Silence stretches, and Nakahara makes no attempt to explain himself. Kirizume watches him closely, until something sharper flickers behind his gaze, as though he is now reassessing the entire intent behind Nakahara’s earlier words.

"Ah, I see... After Serrano beats Sonoda Eizan, your Aramaki moves up to number one. That makes him the next mandatory challenger. But Serrano still has more than ten months before his next title defense obligation."

Kirizume leans in slightly, voice dropping. "So this is what it is. You’re a greedy old man trying to get your fighter to the top as quickly as possible without ever having to face Serrano, because you already know he can’t win against him."

His gaze stays locked on Nakahara as the air between them tightens. "And yet you still came here pretending this was advice given for my benefit."

His expression hardens. "You disappoint me, Nakahara."

Nakahara exhales, and then speaks without hesitation. "I’ve already thought that far ahead. In fact, that was one of the possible outcomes I considered before coming here in this freezing weather."

Instead of satisfying Kirizume, the admission only sharpens the tension in the room. Kirizume’s restraint breaks for a split second, his hand lifts sharply, fingers curling into a fist as it rises over the table, as if he is about to slam it down.

At that exact moment, footsteps echo from the corridor. At that, Kirizume’s hand freezes mid-air.

His wife appears, carrying a basket of laundry as she passes through the hallway without sensing the atmosphere inside the dining room. She continues on without a pause and disappears toward the back of the house.

Kirizume remains still, holding himself together, aware that she may return at any moment.

And she does, just as quickly, stepping back into view with an easy, domestic calm.

"Oh, Nakahara-san," she says lightly, glancing toward the table. "Your tea hasn’t been touched. Would you like me to make you some coffee instead?"

Nakahara shakes his head politely. "No, thank you. I should be leaving soon anyway. It’s only going to get colder outside."

"Ah, that’s right. Then why don’t you see him off, dear?" she adds casually to Kirizume as she turns away again. "It’s not good to let him go back alone in this weather."

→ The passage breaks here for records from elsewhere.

PR #1027, opened 2021-09-27
Add option to always show news bins in the reduced feed list

ittner:
Add a new option "Always show in Reduced Feed List" to the news bin
properties so an user can make it appear there even when there are no
unread items. This enables some new and very practical workflows for
users wanting to use news bins to sort items or prepare reading lists
directly from the reduced view.

A new option always has a complexity cost for the user, but this one
seems worth it: the alternative of always showing news bins in the
reduced view, as happens with the search folders, can make the list
less useful for people who do not want all of them to be always there.

The setting is persisted in feedlist.opml, requires no changes to the
database schema and is forward and backwards compatible except, of
course, for the value being lost when loaded in a previews version.
Editing the option requires changes to the dialogs used to create news
bins and do not allow reusing the "rename node" dialog as a properties
dialog for this node type anymore. To prevent code duplication, the new
dialog is used both as a creating and a properties dialog.

### DIFF
--- a/glade/new_newsbin.ui
+++ b/glade/new_newsbin.ui
@@ -9,7 +9,6 @@
     <property name="modal">True</property>
     <property name="window_position">center-on-parent</property>
     <property name="type_hint">dialog</property>
-    <signal name="delete-event" handler="gtk_widget_hide_on_delete" swapped="no"/>
     <child>
       <placeholder/>
     </child>
@@ -32,7 +31,7 @@
                 <property name="can_default">True</property>
                 <property name="receives_default">False</property>
                 <property name="use_stock">True</property>
-                <signal name="clicked" handler="gtk_widget_hide" object="new_newsbin" swapped="yes"/>
+                <signal name="clicked" handler="gtk_widget_destroy" object="new_newsbin" swapped="yes"/>
               </object>
               <packing>
                 <property name="expand">False</property>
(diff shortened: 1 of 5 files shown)


ittner:
Folks,

I just updated this branch fixing a bug that only became obvious after using the patch for a few days (option was not set correctly when creating a new news bin).

For reference, the original branch is preserved in ittner/liferea:newsbin-always-show-in-reduced-list-before-fix ; the differences between the versions are the following:


```diff
ittner@olwe:liferea-contrib$ git diff newsbin-always-show-in-reduced-list-before-fix  newsbin-always-show-in-reduced-list
diff --git a/src/newsbin.c b/src/newsbin.c
index 6b395e08..2ec14828 100644
--- a/src/newsbin.c
+++ b/src/newsbin.c
@@ -106,6 +106,8 @@ on_newsbin_common_btn_clicked (GtkButton *button, gpointer user_data)
 
        if (newsbin == NULL) {
                newsbin = node_new (newsbin_get_node_type ());
+               node_set_data (newsbin, (gpointer)feed_new ());
+               newsbin_list = g_slist_append(newsbin_list, newsbin);
                newly_created = TRUE;
        }
 
@@ -114,8 +116,6 @@ on_newsbin_common_btn_clicked (GtkButton *button, gpointer user_data)
                ((feedPtr)newsbin->data)->alwaysShowInReduced = gtk_toggle_button_get_active (GTK_TOGGLE_BUTTON (showinreduced));
        }
        if (newly_created) {
-               node_set_data (newsbin, (gpointer)feed_new ());
-               newsbin_list = g_slist_append(newsbin_list, newsbin);
                feedlist_node_added (newsbin);
        }
 
```

lwindolf:
Sounds like a nice feature. Promise to review it in the next days!

lwindolf:
Works fine! Merged.

PR #1037, opened 2021-11-11
use g_time_zone_new_identifier instead of deprecated g_time_zone_new

sunwire:
Use g_time_zone_new_identifier when is available.


lwindolf:
Thank you for fixing this deprecation!

PR #1038, opened 2021-11-12
Simplified Chinese translation fixes

seflerZ:


lwindolf:
Thank you for providing this update of the Chinese translation!

seflerZ:
You're welcome. There're still lots to do. I'll continue to improve that.

PR #1040, opened 2021-11-13
Documentation - support for WCAG and HTML5 semantics

LorenzoAncora:
In addition to a professional look'n feel, those commits add basic support for accessibility devices and add the hooks required for more advanced CSS techniques. Some obsolete tags are replaced with semantic alternatives, the titles follow a meaningful hierarchy, semantic sections are specified and the behaviour of the hyperlinks is now uniform in all standard-compliant web browsers. Some enhancements to prevent future encoding errors are also included, because you never know.

### DIFF
--- a/doc/html/about_de.html
+++ b/doc/html/about_de.html
@@ -1,4 +1,4 @@
-<html>
+<html lang="de">
 <head>
 	<title>Einleitung</title>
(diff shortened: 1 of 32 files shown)


lwindolf:
Thank you for the great accessibility work and the Italian translation!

And just like that, she disappears once more. With her absence, the silence returns, heavier than before.

"You know I wouldn’t be caught dead walking you out," Kirizume says flatly, eyes still fixed ahead. "So I suggest you leave on your own and go home the way you came, with that little toy of yours, before the night gets any colder. I didn’t work to earn money just to keep two luxury cars outside so I can drive around an old man like you who has no sense of his place."

The insult lands, sharp and deliberate. Nakahara’s expression changes only slightly, but the warmth from earlier is gone.

His gaze drops for a moment, not in submission, but in quiet acceptance of the insult as it lands. The corners of his mouth tighten almost imperceptibly, as if holding something back that he has no intention of letting out here.

A slow exhale follows, heavier than before. And his eyes lift again, steadier now, colder in a restrained way. Nakahara finally shifts, as if preparing to stand and end it there.

But then he stops. His hand tightens slightly, jaw sets. Something in him refuses to let the conversation end like this.

Slowly, he turns back toward Kirizume. "Indeed, part of me genuinely wants Aramaki to become a champion. And I have no doubts about his ability to beat Serrano. And even if he fails, it won’t seriously damage my gym’s reputation. I still have Ryoma."

His gaze sharpens. "But the question now... what if Serrano loses to my fighter? And this is not just Aramaki. This is a fighter from Nakahara Gym? After what Ryoma did to your Serrano back in Rookie Tournament, and then Aramaki beats him too... what would be left of your gym then, Kirizume?"

Nakahara’s final words hang in the air a little longer than they should.

Kirizume’s expression shifts into something more unsettling. His eyes narrow slightly, not at Nakahara anymore, but at the idea itself, as if he is suddenly seeing the shape of something he had been refusing to look at directly.